Time spent to copy all the files on three small web sites to a directory on my machine using wget: 1 minute 1.114 seconds.
Time spent for Nutch to re-crawl those same web sites: 45 minutes.
It doesn’t seem to matter what I put in the “number of threads” parameter to Nutch, either – it takes 45 minutes if I give it 10 threads or 125 threads.
Even worse for Nutch, out of the box it refetches documents even if they haven’t changed – I had to find and fix a bug to make that part work – but wget does the right thing.

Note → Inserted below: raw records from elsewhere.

PR #2088, opened 2022-09-10
GeoreferencingDialog: Fix declination lookup

### LINKED ISSUE #2087: Magnetic declination lookup button does not work (NOAA added a key)
### Steps to reproduce
1. New file with georeferencing UTM 32N 44.6641 10.7893
2. Declination lookup button
3. Browser result: Bad request, check your key

### Configuration
Mapper Version: 0.9.5

NOAA added a key for the request to be valid so the Mapper path is no longer OK

viewing the html page source of 
https://www.ngdc.noaa.gov/geomag/calculators/declinationForm.shtml
I found this variable to be added to the path
key=zNEw7

so using the previous coordinates:

PATH coming from Mapper (not working anymore):
https://www.ngdc.noaa.gov/geomag-web/calculators/calculateDeclination?lat1=44.6641&lon1=10.7893&startYear=2022&startMonth=9&startDay=9&resultFormat=html

PATH with the same coordinates and the new key -  that is actually working:
https://www.ngdc.noaa.gov/geomag-web/calculators/calculateDeclination?key=zNEw7&lat1=44.6641&lon1=10.7893&startYear=2022&startMonth=9&startDay=9&resultFormat=html

On their page https://www.ngdc.noaa.gov/geomag/calculators/magcalc.shtml  it is written
"Registration is required to access this service. Please register using the API registration link on the top right"
But right now it is possible to use the service without registration and this key=zNEw7 comes out automatically when you push the Calculate button

I tried to get all info I could and I hope this is useful and can give a hint to start debugging, but bear with me I'm no expert so I have no idea if the key is fixed or changing or whatever :-) and even if adding this key to our path is allowed.

dl3sdo:
The declination lookup at www.ngdc.noaa.gov now requests an additional parameter 'key'.
Closes #2087

### DIFF
--- a/src/gui/georeferencing_dialog.cpp
+++ b/src/gui/georeferencing_dialog.cpp
@@ -34,6 +34,7 @@
 #include <QDesktopServices>  // IWYU pragma: keep
 #include <QDialogButtonBox>
 #include <QDoubleSpinBox>
+#include <QInputDialog>
 #include <QFlags>
 #include <QFormLayout>
 #include <QHBoxLayout>
@@ -435,20 +436,21 @@ void GeoreferencingDialog::requestDeclination(bool no_confirm)
 	QUrl service_url(user_url + QLatin1String("calculators/calculateDeclination"));
 	LatLon latlon(georef->getGeographicRefPoint());
 	
+	QString key;
 	if (!no_confirm)
 	{
-		int result = QMessageBox::question(this, tr("Online declination lookup"),
-		  tr("The magnetic declination for the reference point %1° %2° will now be retrieved from <a href=\"%3\">%3</a>. Do you want to continue?").
-		    arg(latlon.latitude()).arg(latlon.longitude()).arg(user_url),
-		  QMessageBox::Yes | QMessageBox::No,
-		  QMessageBox::Yes );
-		if (result != QMessageBox::Yes)
+		bool ok;
+		key = QInputDialog::getText(this, tr("Online declination lookup"),
+									tr("The magnetic declination for the reference point %1° %2°<br>will now be retrieved from <a href=\"%3\">%3</a>.<br><br>Enter access key:").
+									  arg(latlon.latitude()).arg(latlon.longitude()).arg(user_url),
+									QLineEdit::Normal, QString{}, &ok);
+		if (!ok || key.isEmpty())
 			return;
 	}
 	
 	QUrlQuery query;
 	QDate today = QDate::currentDate();
-	query.addQueryItem(QString::fromLatin1("key"), QString::fromLatin1("zNEw7"));
+	query.addQueryItem(QString::fromLatin1("key"), key);
 	query.addQueryItem(QString::fromLatin1("lat1"), QString::number(latlon.latitude()));
 	query.addQueryItem(QString::fromLatin1("lon1"), QString::number(latlon.longitude()));
 	query.addQueryItem(QString::fromLatin1("startYear"), QString::number(today.year()));
@@ -836,7 +838,7 @@ void GeoreferencingDialog::declinationReplyFinished(QNetworkReply* reply)
 		QMessageBox::Retry | QMessageBox::Close,
 		QMessageBox::Close );
 	if (result == QMessageBox::Retry)
-		requestDeclination(true);
+		requestDeclination(false);	//  NOTE: if a wrong key was entered it makes no sense to repeat without having the chance to enter a new one
 #else
 	Q_UNUSED(reply)
 #endif
--- a/src/gui/georeferencing_dialog.cpp
+++ b/src/gui/georeferencing_dialog.cpp
@@ -1,6 +1,6 @@
 /*
  *    Copyright 2012, 2013 Thomas Schöps
- *    Copyright 2012-2020 Kai Pastor
+ *    Copyright 2012-2022 Kai Pastor
  *
  *    This file is part of OpenOrienteering.
  *
@@ -448,6 +448,7 @@ void GeoreferencingDialog::requestDeclination(bool no_confirm)
 	
 	QUrlQuery query;
 	QDate today = QDate::currentDate();
+	query.addQueryItem(QString::fromLatin1("key"), QString::fromLatin1("zNEw7"));
 	query.addQueryItem(QString::fromLatin1("lat1"), QString::number(latlon.latitude()));
 	query.addQueryItem(QString::fromLatin1("lon1"), QString::number(latlon.longitude()));
 	query.addQueryItem(QString::fromLatin1("startYear"), QString::number(today.year()));
--- a/src/gui/georeferencing_dialog.cpp
+++ b/src/gui/georeferencing_dialog.cpp
@@ -34,7 +34,6 @@
 #include <QDesktopServices>  // IWYU pragma: keep
 #include <QDialogButtonBox>
 #include <QDoubleSpinBox>
-#include <QInputDialog>
 #include <QFlags>
 #include <QFormLayout>
 #include <QHBoxLayout>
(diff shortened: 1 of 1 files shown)


src/gui/georeferencing_dialog.cpp
```diff
@@ -448,6 +448,7 @@ void GeoreferencingDialog::requestDeclination(bool no_confirm)
 	
 	QUrlQuery query;
 	QDate today = QDate::currentDate();
+	query.addQueryItem(QString::fromLatin1("key"), QString::fromLatin1("zNEw7"));
```
dg0yt, line 451: We cannot hardcode a key of unknown ownership. Either we get a key for our app, or the user needs to provide an individual key.

dl3sdo: As we have not yet got a key for Mapper I implemented the necessity for the user to enter a key.

lpechacek: > As we have not yet got a key for Mapper I implemented the necessity for the user to enter a key. I intentionally didn't clean up the code by removing the 'no_confirm' parameter.

I checked with the NOAA admins about the use of the key and they confirmed that we can register Mapper as an application in their system and put the access key into the sources. I've been warned that the key might expire. If that happens, I'll receive a notification about the event.

So, I've just filled in the registration form and got the key. Incidentally, it's the same string as the one above. I think we can merge the first patch in this pull request then.

As a convenience extra, there can be a mechanism to ask the user for an alternate key in case the current key expires and the lookups start failing.

dl3sdo: @lpechacek: Thank you for getting in touch with NOAA.

I propose not to implement the mechanism to ask the user for an alternate key but instead add the key to the settings. Thus, when the key changes the user has to enter the new key only one time in the settings and is done (although declination lookup is something that won't be frequently used by a single user).

What is your opinion?

lpechacek: Sounds good to me in general. However, if we build the default key into the application and the key is in the settings, at the time it changes, we will have to update the settings. That is, we might have to discern between the default application key and the user provided key going forward. That feels like a complex task to me but if you like the exercise, go ahead.

As for me, I'd rather keep our (code contributors') life simple, build the key into the application, and _possibly_ give the user an option to provide an alternate key in case the current one is expired and the user has not yet upgraded the app. That is, the key would always be stored in the app and the key update would be bound to an app update. If key update turn out to be frequent event, we can adopt a more complicated mechanism.

pkturner: > the user has to enter the new key only one time in the settings and is done

As @lpechacek notes, once the user has updated a setting, any further updates would be the user's responsibility.

> keep our (code contributors') life simple, build the key into the application

Wouldn't this put pressure on the maintainers to create a new release any time the hard-coded key expires?

It would be preferable if a world magnetic model were built in to Mapper, because the Internet service that Mapper has used in the past is susceptible to breaking change. A brief search turned up some closely related public domain software for the World Magnetic Model (WMM), but no library/API that would be convenient to incorporate in Mapper. The WMM appears to be less than half as accurate as the service that Mapper has used in the past. In my opinion the WMM is accurate enough to provide a starting point when first georeferencing a map. Perhaps there is some way that the WMM could be bundled with Mapper.

lpechacek: Thanks, Scott, for sharing your views. Before I respond, let me formulate my position. I've spent a good part of my life with infrastructure software maintenance. That are usually the things that users don't notice and very often either take them for granted or don't recognize their existence. From that point of view, improving the operation of the cut tool is much more important to me than improving the declination lookup. I use the declination lookup only once on a map project while I use the cut tool several hundred times. I hope that illustrates my priorities and clarifies my starting point.

> Wouldn't this put pressure on the maintainers to create a new release any time the hard-coded key expires?

Of course, it would. My assumption is that the key updates will be infrequent. If the assumption proves wrong, we can add code.

> It would be preferable if a world magnetic model were built in to Mapper, because the Internet service that Mapper has used in the past is susceptible to breaking change. A brief search turned up some closely related public domain software for the World Magnetic Model (WMM), but no library/API that would be convenient to incorporate in Mapper. The WMM appears to be less than half as accurate as the service that Mapper has used in the past. In my opinion the WMM is accurate enough to provide a starting point when first georeferencing a map. Perhaps there is some way that the WMM could be bundled with Mapper.

Ummm, when I hear about merging third-party code into Mapper just to save the user three copy-pastes on a project, I'm feeling shivers along my spine. As I wrote earlier, the declination lookup is done only once. And it's fairly easy to fill the numbers into the online calculator and copy the resulting declination back to Mapper. Putting coding effort into improving this operation does not sound to **me** (mind I'm focusing on infrastructure and frequently repeated operations) like a good investment. I see other areas where a similar amount of effort would produce greater value:
* [New Clipper](http://www.angusj.com/clipper2/Docs/Overview.htm) has been released. This library is behind the cool boolean operations in Mapper. Clipper is now version 2, has a different API, and can do [parallel moves on lines](http://www.angusj.com/clipper2/Docs/Units/Clipper.Offset/Classes/ClipperOffset/_Body.htm). The parallel moves can be perhaps leveraged in the Move parallel tool.
* The cut tool on areas can start only at an area border and end at another place on a border. It's not possible to start the cut outside of the border but it's possible to finish the cut in the wrong place. If that happens Mapper just says that the cut was wrong and wastes all the effort invested into the cut drawing. That feels somewhat rude to me, so I propose that Mapper does not allow finishing a cut in the wrong place. Someone also told me that he would appreciate if cuts cut start and end anywhere. I'm not sure how it would work but I'm sharing it here in case it makes sense to anyone else.
* OCAD corner points are not as stupid an idea as I thought originally. While on many dashed lines we can easily do with dash points, the ruined fence symbol remains a challenge. Mapper places the mid symbol at the corner, which is not exactly what I would like to see. Also, regular fences look somewhat cleaner with the mid-symbols further from the corner than we currently have. Implementation of the corner point paradigm (a point that has full-length symbol segments on each side as if the line was cut in two at the place) seems desirable to me.
* Highlight which object will be followed when following a line during drawing. My experience shows that always the wrong object is selected but I can see it only later during drawing which is annoying.

Mind that my proposal is mere **my** proposal and I'm not pushing you in that direction. I'm sharing this information here to illustrate my way of thinking about the software. Please also mind that I'm a UNIX and Linux user for over a quarter century. Do one thing and do it well is my favorite mantra. :)

pkturner: @lpechacek Your comments are appreciated, particularly in regard to directing effort into what is valuable to users.

I love those suggestions for features/areas to work on.

dg0yt: Geomagnetic field calculations are supported by GeographicLib, https://sourceforge.net/projects/geographiclib/.

lpechacek: > @lpechacek Your comments are appreciated, particularly in regard to directing effort into what is valuable to users.

Thanks for the positive feedback, Scott. Let me make one thing clear. I'm by no means saying what is valuable to **users** here. I'm trying to clarify what is **my** priority and why in the hope that it may help you understand my comments.

To be fair, I think I read a comment from Kai that Mapper is supposed to focus on beginners. If that is true, a smooth magnetic declination lookup dialog is a key feature to attract newbies and counts as end-user value. I'm, however, concerned with power users and tend to let the newbies do their homework on their own. I'm not sure if my tendency ever changes but if it does, I'll let you know.

ollesmaps: > * The cut tool on areas can start only at an area border and end at another place on a border. It's not possible to start the cut outside of the border but it's possible to finish the cut in the wrong place. If that happens Mapper just says that the cut was wrong and wastes all the effort invested into the cut drawing. That feels somewhat rude to me, so I propose that Mapper does not allow finishing a cut in the wrong place. Someone also told me that he would appreciate if cuts cut start and end anywhere. I'm not sure how it would work but I'm sharing it here in case it makes sense to anyone else.

It makes sense! Could it be a separate ticket?
I would suggest that cuts start and end (if not on perimeter) at the nearest perimeter point.

lpechacek: > > * The cut tool on areas can start only at an area border and end at another place on a border. It's not possible to start the cut outside of the border but it's possible to finish the cut in the wrong place. If that happens Mapper just says that the cut was wrong and wastes all the effort invested into the cut drawing. That feels somewhat rude to me, so I propose that Mapper does not allow finishing a cut in the wrong place. Someone also told me that he would appreciate if cuts cut start and end anywhere. I'm not sure how it would work but I'm sharing it here in case it makes sense to anyone else.
> 
> It makes sense! Could it be a separate ticket?

Done.

dl3sdo:
Closed in favor of #2344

Considering that all I’m doing with the Nutch crawl is going through the returned files one by one and doing some analysis and putting those results in a Solr index, I wonder if I should toss Nutch entirely and just work up something using wget? All I’m really getting out of Nutch is pre-parsing the html to extract some meta data.
Too bad I’ve already spent 3 weeks on this contract going down the Nutch road. At this point, it would be too time consuming to throw away everything I have and start afresh.
Had similar issues with Nutch a few years ago on a project as well… I ended up dumping it using lucene/httpclient/Quartz for crawling and RAM/FS Directory merging to speed up indexing of websites…However over last 2 years I’ve been using SOLR with MUCH success, and may be worth like you already stated you may do..which is to dump the Nutch solution and start fresh, 3 weeks is not to much of a loss in the long run it may be worth it! 🙂
> too time consuming to throw away everything I have and start afresh.
A quote “in this business you __have__ to be ready to throw everything away and start anew at any given time”. I can’t match this quote to a person today.
Luckily, my boss does not always understand my work, so I can (sometimes) continue my old evil ways without getting fired.